== MATERIAL FOR THIS EXERCISE
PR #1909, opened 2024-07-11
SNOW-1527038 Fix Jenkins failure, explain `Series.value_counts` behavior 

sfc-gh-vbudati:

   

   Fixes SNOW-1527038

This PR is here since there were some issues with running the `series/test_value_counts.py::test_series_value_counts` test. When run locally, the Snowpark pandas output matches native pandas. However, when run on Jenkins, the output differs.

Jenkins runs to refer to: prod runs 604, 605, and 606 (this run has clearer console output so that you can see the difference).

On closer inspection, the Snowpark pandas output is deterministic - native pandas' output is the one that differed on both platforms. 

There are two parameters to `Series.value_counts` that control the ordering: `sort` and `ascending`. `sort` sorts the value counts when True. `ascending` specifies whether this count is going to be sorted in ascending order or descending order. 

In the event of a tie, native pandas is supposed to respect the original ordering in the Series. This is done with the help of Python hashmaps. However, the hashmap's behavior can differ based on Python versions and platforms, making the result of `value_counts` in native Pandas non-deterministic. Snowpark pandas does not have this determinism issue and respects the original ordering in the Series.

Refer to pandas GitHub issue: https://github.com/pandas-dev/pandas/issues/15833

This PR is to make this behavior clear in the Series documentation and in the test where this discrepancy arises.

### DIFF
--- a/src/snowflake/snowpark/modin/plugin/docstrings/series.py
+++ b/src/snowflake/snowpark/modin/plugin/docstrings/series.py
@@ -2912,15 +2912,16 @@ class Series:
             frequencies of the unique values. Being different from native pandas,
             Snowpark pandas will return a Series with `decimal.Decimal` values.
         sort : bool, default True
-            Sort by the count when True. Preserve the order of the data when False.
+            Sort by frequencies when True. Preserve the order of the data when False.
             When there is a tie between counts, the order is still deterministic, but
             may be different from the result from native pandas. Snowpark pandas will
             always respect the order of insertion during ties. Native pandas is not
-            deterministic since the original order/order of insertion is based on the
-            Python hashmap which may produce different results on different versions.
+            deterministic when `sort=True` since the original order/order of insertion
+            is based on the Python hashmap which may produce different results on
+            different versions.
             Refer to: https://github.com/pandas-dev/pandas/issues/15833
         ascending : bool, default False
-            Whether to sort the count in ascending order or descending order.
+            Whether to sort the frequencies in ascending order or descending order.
====
== MATERIAL FOR THIS EXERCISE
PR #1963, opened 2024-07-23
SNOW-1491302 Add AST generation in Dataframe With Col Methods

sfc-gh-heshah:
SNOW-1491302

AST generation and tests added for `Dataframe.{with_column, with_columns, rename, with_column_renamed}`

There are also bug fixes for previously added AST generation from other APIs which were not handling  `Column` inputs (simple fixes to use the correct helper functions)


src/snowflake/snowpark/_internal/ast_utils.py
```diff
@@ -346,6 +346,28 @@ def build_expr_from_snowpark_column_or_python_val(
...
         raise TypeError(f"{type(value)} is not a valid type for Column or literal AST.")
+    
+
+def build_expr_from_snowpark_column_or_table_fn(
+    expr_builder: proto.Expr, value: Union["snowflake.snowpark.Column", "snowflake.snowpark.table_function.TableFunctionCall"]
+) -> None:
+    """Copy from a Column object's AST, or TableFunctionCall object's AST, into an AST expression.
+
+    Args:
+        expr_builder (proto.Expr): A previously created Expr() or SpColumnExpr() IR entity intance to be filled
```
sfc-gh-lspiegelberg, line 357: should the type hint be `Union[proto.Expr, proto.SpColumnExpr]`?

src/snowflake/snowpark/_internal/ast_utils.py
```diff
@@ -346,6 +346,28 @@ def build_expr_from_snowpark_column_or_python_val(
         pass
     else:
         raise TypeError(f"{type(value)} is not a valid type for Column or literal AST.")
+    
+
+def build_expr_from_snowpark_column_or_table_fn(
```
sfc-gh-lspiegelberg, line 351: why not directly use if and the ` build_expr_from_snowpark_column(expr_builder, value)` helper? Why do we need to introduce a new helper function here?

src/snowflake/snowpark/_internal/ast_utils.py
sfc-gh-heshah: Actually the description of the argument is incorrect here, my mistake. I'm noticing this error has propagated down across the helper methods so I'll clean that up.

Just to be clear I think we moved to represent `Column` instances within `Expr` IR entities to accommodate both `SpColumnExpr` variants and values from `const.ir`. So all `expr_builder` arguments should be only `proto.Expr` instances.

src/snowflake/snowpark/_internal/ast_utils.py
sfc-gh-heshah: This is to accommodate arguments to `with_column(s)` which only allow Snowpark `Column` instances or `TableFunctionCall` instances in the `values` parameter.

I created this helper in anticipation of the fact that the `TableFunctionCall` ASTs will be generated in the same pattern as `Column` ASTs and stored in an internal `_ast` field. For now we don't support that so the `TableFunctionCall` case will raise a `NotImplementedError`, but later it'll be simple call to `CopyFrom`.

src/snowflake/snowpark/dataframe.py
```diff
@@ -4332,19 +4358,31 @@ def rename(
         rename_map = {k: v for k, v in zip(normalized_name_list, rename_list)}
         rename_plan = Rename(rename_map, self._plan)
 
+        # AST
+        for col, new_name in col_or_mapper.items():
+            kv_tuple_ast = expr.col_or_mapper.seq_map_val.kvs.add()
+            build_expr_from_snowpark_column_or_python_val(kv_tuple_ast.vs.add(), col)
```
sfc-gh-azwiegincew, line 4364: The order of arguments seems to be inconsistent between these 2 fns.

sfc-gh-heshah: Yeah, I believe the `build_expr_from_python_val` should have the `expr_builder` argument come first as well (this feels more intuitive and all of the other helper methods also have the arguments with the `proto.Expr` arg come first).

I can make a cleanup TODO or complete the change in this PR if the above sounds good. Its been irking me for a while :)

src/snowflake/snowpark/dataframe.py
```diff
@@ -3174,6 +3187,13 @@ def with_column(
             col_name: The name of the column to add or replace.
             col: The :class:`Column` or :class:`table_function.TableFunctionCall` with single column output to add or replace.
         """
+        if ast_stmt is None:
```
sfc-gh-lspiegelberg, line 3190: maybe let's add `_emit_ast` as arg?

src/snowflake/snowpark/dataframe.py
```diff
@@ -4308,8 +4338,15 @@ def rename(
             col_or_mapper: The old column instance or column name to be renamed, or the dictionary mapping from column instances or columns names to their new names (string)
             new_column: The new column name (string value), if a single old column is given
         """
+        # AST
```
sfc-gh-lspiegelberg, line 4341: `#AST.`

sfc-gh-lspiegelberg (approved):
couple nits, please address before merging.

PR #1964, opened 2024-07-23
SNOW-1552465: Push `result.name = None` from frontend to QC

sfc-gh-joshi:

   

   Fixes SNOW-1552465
====
(AIM OF THE EXERCISE):
Find the word "behavior" in the records. Copy every line it appears in.

(REPLY TO THE TASK):
SNOW-1527038 Fix Jenkins failure, explain `Series.value_counts` behavior 
In the event of a tie, native pandas is supposed to respect the original ordering in the Series. This is done with the help of Python hashmaps. However, the hashmap's behavior can differ based on Python versions and platforms, making the result of `value_counts` in native Pandas non-deterministic. Snowpark pandas does not have this determinism issue and respects the original ordering in the Series.
This PR is to make this behavior clear in the Series documentation and in the test where this discrepancy arises.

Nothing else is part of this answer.